Think of them as airborne highways of moisture. They are essentially long, narrow bands in the sky that move immense volumes of water. A single one can carry as much vapor as 25 Mississippi Rivers, making them major drivers of extreme rainfall and snowfall when they make landfall. The most intense atmospheric rivers can dump heavy rain and overwhelm landscapes, especially when they linger over sensitive watersheds already at risk of flooding.

Atmospheric rivers play an important role in the West Coast’s water supply. They bring much of the region’s winter moisture, helping to build up snowpacks that serve as a key source of water for agriculture and communities through the dry season.

For West Coast officials, getting ahead of these storms is essential. Not just for safety, but for managing reservoirs efficiently. Good forecasts help operators strike a balance between storing water and making room for incoming rain, reducing both risk and cost.

Speaking of the West Coast, the region experienced 56 atmospheric rivers making landfall in the 2024–2025 water year. This was an increase of five compared to previous years. Oregon and Northern California saw above-normal precipitation, while regions like Southern California received less than expected. Here is a regional breakdown of the atmospheric rivers from the Water Year 2025:

State	Number of ARs
California	79 (Northern: 43, Central: 24, Southern: 12)
Oregon	47
Washington	41

The intensity of atmospheric rivers also increased, with 30% classified as strong or above, representing a 100% increase from 15%. This ever-growing unpredictability further fuels the need for well-refined mechanisms to manage atmospheric rivers.

How data from the Pacific is improving storm prediction

As storm after storm hit the West Coast last winter, a group of scientists turned their attention far out over the Pacific, where these powerful systems begin to form. Instead of waiting for the weather to reach land, they sent research planes and buoys into the open ocean to collect real-time data from areas that are usually blind spots in our forecasting systems.
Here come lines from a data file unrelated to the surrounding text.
PR #2718, opened 2018-03-26
Stebon/2.1.0/port sockets http handler changes

StephenBonikowsky:
Cherry-picking of #2668 from Master to release/2.1.0


StephenBonikowsky:
This PR contains the test fix for the test failures we are currently seeing. It needs to be merged before it will take effect.

PR #2755, opened 2018-04-11
Enable package signing

StephenBonikowsky:
Based on dotnet/corefx#28991

@weshaggard in VSTS I will also add the "Sign Packages" step in our Publish build definition.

Plugging that ocean data into forecast models made a noticeable difference, boosting short-range predictions by several days in some cases. This gave communities a head start to get ready for the upcoming bad weather. It’s a clear sign that to make sense of what arrives on our doorstep, we have to pay closer attention to what’s unfolding far offshore.

Christopher Davis, a scientist with the National Science Foundation’s National Center for Atmospheric Research (NCAR), has highlighted the fact that the targeted data collection is paying off. He explained that by gathering observations over the Pacific, scientists are able to improve forecasts of atmospheric rivers on the West Coast. Since these storms move east, the improved predictions also benefit the rest of the country.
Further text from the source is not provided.